▸ **Raw data**:

PR #808, opened 2025-04-09
bugfix: call Xios::finalize() explicitly

TomMelt:
(This is related to the static data issue raised in #614)

The tests for PR #763 were failing due to the following problem: (explanation adjusted with feedback from @Thanduriel)

* In the previous version, the pointer to the `Xios` object was static and the `Xios` object was never destroyed i.e., the destructor was not called.
* In the new version, the `Xios` destructor (`Xios::~Xios() { finalize(); }` is called when the program terminates
* `finalize()` calls `cxios_finalize()` which eventually calls `MPI_Comm_rank`
This leads to the error:
```
*** The MPI_Comm_rank() function was called after MPI_FINALIZE was invoked.
*** This is disallowed by the MPI standard.
*** Your MPI job will now abort.
```

**attempted solution**

By manually calling `Xios::finalize()` at the end, we can safely terminate XIOS and also set `isEnabled=False` to stop the code trying to call `finalize()->cxios_finalize()->MPI_Comm_rank` again.

**better solution**

Whilst this PR works, a better solution would be to not use a `static` object to store the singleton (see #674).


joewallwork (approved):
Amazing, thanks @TomMelt! Given that this is a special interaction between XIOS and doctest, I personally think it's fine to have these in for the tests that are set up with doctest. Users wouldn't need to explicitly call the finalizer in their code (unless they also use doctest or have some other special MPI finalization, of course).

TomMelt:
> Amazing, thanks @TomMelt! Given that this is a special interaction between XIOS and doctest, I personally think it's fine to have these in for the tests that are set up with doctest. Users wouldn't need to explicitly call the finalizer in their code (unless they also use doctest or have some other special MPI finalization, of course).

Hmmm I don't think it's just for `doctest` but I could be wrong. I think it will apply to `nextsim` as well. Because we will call `MPI_Finalize()` at the end of `nextsim` but the destructor won't get called until the very end of the program leading to the same issue.

Thanduriel:
This is once again the lifetime problem with static data, see [https://github.com/nextsimhub/nextsimdg/issues/614](https://github.com/nextsimhub/nextsimdg/issues/614). So it will be an issue in the main program as well. I believe the `Finalizer` functionality was introduced to solve this ([https://github.com/nextsimhub/nextsimdg/pull/674](Finalizer)), and should be used here as well, @timspainNERSC ?

While your analysis of the behavior is largely correct, I must address this gross misuse of technical terms :grinning: . First of all there is no GC, the concept of object lifetimes in C++ is called RAII (resource acquisition is initialization) and it is compile time. Destructors are simply called when a variable goes out of scope, which for static lifetimes means on program end. Furthermore, static variables are stored in neither stack nor heap. They are stored in the DATA segment which is part of the loaded program. 

Finally, in the previous version the `Xios` object was dynamically allocated and thus lived on the heap. However, the instance pointer was static like the whole object is now, and while any copies of the pointer acquired through `getInstance` would likely be on the stack, the lifetime of the `Xios` object would be unaffected. Raw pointers have no concept of ownership and the use of smart pointers in their place would have caused the same issue as we have now. In the old version the problem was probably not visible because the object was never destroyed in the first place.

TomMelt:
> This is once again the lifetime problem with static data, see #614. So it will be an issue in the main program as well. I believe the `Finalizer` functionality was introduced to solve this ([https://github.com/nextsimhub/nextsimdg/pull/674](Finalizer)), and should be used here as well, @timspainNERSC ?
> 
> While your analysis of the behavior is largely correct, I must address this gross misuse of technical terms 😀 . First of all there is no GC, the concept of object lifetimes in C++ is called RAII (resource acquisition is initialization) and it is compile time. Destructors are simply called when a variable goes out of scope, which for static lifetimes means on program end. Furthermore, static variables are stored in neither stack nor heap. They are stored in the DATA segment which is part of the loaded program.
> 
> Finally, in the previous version the `Xios` object was dynamically allocated and thus lived on the heap. However, the instance pointer was static like the whole object is now, and while any copies of the pointer acquired through `getInstance` would likely be on the stack, the lifetime of the `Xios` object would be unaffected. Raw pointers have no concept of ownership and the use of smart pointers in their place would have caused the same issue as we have now. In the old version the problem was probably not visible because the object was never destroyed in the first place.

thanks I will edit the PR to reflect your comments

TomMelt:
superseded by #822

PR #815, opened 2025-04-25
The land mask is wrong in the restart file

### LINKED ISSUE #814: Land mask all ones in restart file
The restart files written at the end of the run and the periodically written restart files contain a land mask (called "mask"), but this is always all ones.

### LINKED ISSUE #819: Consistent use of overElements
Some of the physics routines are simple enough so that we don't have to use the overElements function - we can simply use Eigen array arithmetic. The problem is that if we do this, we end up doing work on land points and may introduce spurious values there. We should, therefore, always use overElements in the physics calculations.

einola:
# The land mask is wrong in the restart file

Fixes #814 

### Task List

---
# Change Description

I fixed this by removing the call to ``noLandMask()`` in the ``ModelComponent()`` constructor (and making it a ``default`` constructor).

---
# Test Description

I added a test of the land mask to the realistic integration tests. That test now fails if two pre-defined points are not defined as land and ocean.

---
# Documentation Impact

N/A

---
# Other Details

None
---
### Pre-Request Checklist

### DIFF
--- a/core/src/ModelComponent.cpp
+++ b/core/src/ModelComponent.cpp
@@ -11,10 +11,15 @@
 
 namespace Nextsim {
 
-size_t ModelComponent::nOcean;
+size_t ModelComponent::nOcean = 0;
 std::vector<size_t> ModelComponent::oceanIndex;
 
-ModelComponent::ModelComponent() = default;
+ModelComponent::ModelComponent()
+{
+    // We only set no land mask if the mask hasn't been set by someone else.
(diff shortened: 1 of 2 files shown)


einola:
Update: Using ``default`` constructor caused some problems with the tests. So, I changed the approach and call ``noLandMask()`` in the constructor if ``nOcean`` hasn't been set.

timspainNERSC (approved):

▸ **Problem description**:
The records above need copying again. Keep each word as it is.

▸ **Task response**:
PR #808, opened 2025-04-09
bugfix: call Xios::finalize() explicitly

TomMelt:
(This is related to the static data issue raised in #614)

The tests for PR #763 were failing due to the following problem: (explanation adjusted with feedback from @Thanduriel)

* In the previous version, the pointer to the `Xios` object was static and the `Xios` object was never destroyed i.e., the destructor was not called.
* In the new version, the `Xios` destructor (`Xios::~Xios() { finalize(); }` is called when the program terminates
* `finalize()` calls `cxios_finalize()` which eventually calls `MPI_Comm_rank`
This leads to the error:
```
*** The MPI_Comm_rank() function was called after MPI_FINALIZE was invoked.
*** This is disallowed by the MPI standard.
*** Your MPI job will now abort.
```

**attempted solution**

By manually calling `Xios::finalize()` at the end, we can safely terminate XIOS and also set `isEnabled=False` to stop the code trying to call `finalize()->cxios_finalize()->MPI_Comm_rank` again.

**better solution**

Whilst this PR works, a better solution would be to not use a `static` object to store the singleton (see #674).


joewallwork (approved):
Amazing, thanks @TomMelt! Given that this is a special interaction between XIOS and doctest, I personally think it's fine to have these in for the tests that are set up with doctest. Users wouldn't need to explicitly call the finalizer in their code (unless they also use doctest or have some other special MPI finalization, of course).

TomMelt:
> Amazing, thanks @TomMelt! Given that this is a special interaction between XIOS and doctest, I personally think it's fine to have these in for the tests that are set up with doctest. Users wouldn't need to explicitly call the finalizer in their code (unless they also use doctest or have some other special MPI finalization, of course).

Hmmm I don't think it's just for `doctest` but I could be wrong. I think it will apply to `nextsim` as well. Because we will call `MPI_Finalize()` at the end of `nextsim` but the destructor won't get called until the very end of the program leading to the same issue.

Thanduriel:
This is once again the lifetime problem with static data, see [https://github.com/nextsimhub/nextsimdg/issues/614](https://github.com/nextsimhub/nextsimdg/issues/614). So it will be an issue in the main program as well. I believe the `Finalizer` functionality was introduced to solve this ([https://github.com/nextsimhub/nextsimdg/pull/674](Finalizer)), and should be used here as well, @timspainNERSC ?

While your analysis of the behavior is largely correct, I must address this gross misuse of technical terms :grinning: . First of all there is no GC, the concept of object lifetimes in C++ is called RAII (resource acquisition is initialization) and it is compile time. Destructors are simply called when a variable goes out of scope, which for static lifetimes means on program end. Furthermore, static variables are stored in neither stack nor heap. They are stored in the DATA segment which is part of the loaded program. 

Finally, in the previous version the `Xios` object was dynamically allocated and thus lived on the heap. However, the instance pointer was static like the whole object is now, and while any copies of the pointer acquired through `getInstance` would likely be on the stack, the lifetime of the `Xios` object would be unaffected. Raw pointers have no concept of ownership and the use of smart pointers in their place would have caused the same issue as we have now. In the old version the problem was probably not visible because the object was never destroyed in the first place.

TomMelt:
> This is once again the lifetime problem with static data, see #614. So it will be an issue in the main program as well. I believe the `Finalizer` functionality was introduced to solve this ([https://github.com/nextsimhub/nextsimdg/pull/674](Finalizer)), and should be used here as well, @timspainNERSC ?
> 
> While your analysis of the behavior is largely correct, I must address this gross misuse of technical terms 😀 . First of all there is no GC, the concept of object lifetimes in C++ is called RAII (resource acquisition is initialization) and it is compile time. Destructors are simply called when a variable goes out of scope, which for static lifetimes means on program end. Furthermore, static variables are stored in neither stack nor heap. They are stored in the DATA segment which is part of the loaded program.
> 
> Finally, in the previous version the `Xios` object was dynamically allocated and thus lived on the heap. However, the instance pointer was static like the whole object is now, and while any copies of the pointer acquired through `getInstance` would likely be on the stack, the lifetime of the `Xios` object would be unaffected. Raw pointers have no concept of ownership and the use of smart pointers in their place would have caused the same issue as we have now. In the old version the problem was probably not visible because the object was never destroyed in the first place.

thanks I will edit the PR to reflect your comments

TomMelt:
superseded by #822

PR #815, opened 2025-04-25
The land mask is wrong in the restart file

### LINKED ISSUE #814: Land mask all ones in restart file
The restart files written at the end of the run and the periodically written restart files contain a land mask (called "mask"), but this is always all ones.

### LINKED ISSUE #819: Consistent use of overElements
Some of the physics routines are simple enough so that we don't have to use the overElements function - we can simply use Eigen array arithmetic. The problem is that if we do this, we end up doing work on land points and may introduce spurious values there. We should, therefore, always use overElements in the physics calculations.

einola:
# The land mask is wrong in the restart file

Fixes #814 

### Task List

---
# Change Description

I fixed this by removing the call to ``noLandMask()`` in the ``ModelComponent()`` constructor (and making it a ``default`` constructor).

---
# Test Description

I added a test of the land mask to the realistic integration tests. That test now fails if two pre-defined points are not defined as land and ocean.

---
# Documentation Impact

N/A

---
# Other Details

None
---
### Pre-Request Checklist

### DIFF
--- a/core/src/ModelComponent.cpp
+++ b/core/src/ModelComponent.cpp
@@ -11,10 +11,15 @@
 
 namespace Nextsim {
 
-size_t ModelComponent::nOcean;
+size_t ModelComponent::nOcean = 0;
 std::vector<size_t> ModelComponent::oceanIndex;
 
-ModelComponent::ModelComponent() = default;
+ModelComponent::ModelComponent()
+{
+    // We only set no land mask if the mask hasn't been set by someone else.
(diff shortened: 1 of 2 files shown)


einola:
Update: Using ``default`` constructor caused some problems with the tests. So, I changed the approach and call ``noLandMask()`` in the constructor if ``nOcean`` hasn't been set.

timspainNERSC (approved):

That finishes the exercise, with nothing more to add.